THE PROBLEM: Would you please return all of the entries below exactly as shown?

SUPPLIED DATA:
--*--

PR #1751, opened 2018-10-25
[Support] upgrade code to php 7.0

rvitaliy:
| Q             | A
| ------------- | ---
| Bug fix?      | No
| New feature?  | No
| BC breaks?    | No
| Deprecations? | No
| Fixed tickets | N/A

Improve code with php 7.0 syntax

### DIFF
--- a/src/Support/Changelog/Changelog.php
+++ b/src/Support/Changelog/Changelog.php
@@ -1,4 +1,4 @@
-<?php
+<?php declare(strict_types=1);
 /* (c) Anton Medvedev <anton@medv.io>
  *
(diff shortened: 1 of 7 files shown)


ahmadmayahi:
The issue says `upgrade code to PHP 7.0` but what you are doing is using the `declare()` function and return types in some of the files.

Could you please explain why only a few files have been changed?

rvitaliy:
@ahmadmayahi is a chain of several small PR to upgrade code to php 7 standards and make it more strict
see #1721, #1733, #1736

--*--

EXPECTED OUTPUT:
PR #1751, opened 2018-10-25
[Support] upgrade code to php 7.0

rvitaliy:
| Q             | A
| ------------- | ---
| Bug fix?      | No
| New feature?  | No
| BC breaks?    | No
| Deprecations? | No
| Fixed tickets | N/A

Improve code with php 7.0 syntax

### DIFF
--- a/src/Support/Changelog/Changelog.php
+++ b/src/Support/Changelog/Changelog.php
@@ -1,4 +1,4 @@
-<?php
+<?php declare(strict_types=1);
 /* (c) Anton Medvedev <anton@medv.io>
  *
(diff shortened: 1 of 7 files shown)


ahmadmayahi:
The issue says `upgrade code to PHP 7.0` but what you are doing is using the `declare()` function and return types in some of the files.

Could you please explain why only a few files have been changed?

rvitaliy:
@ahmadmayahi is a chain of several small PR to upgrade code to php 7 standards and make it more strict
see #1721, #1733, #1736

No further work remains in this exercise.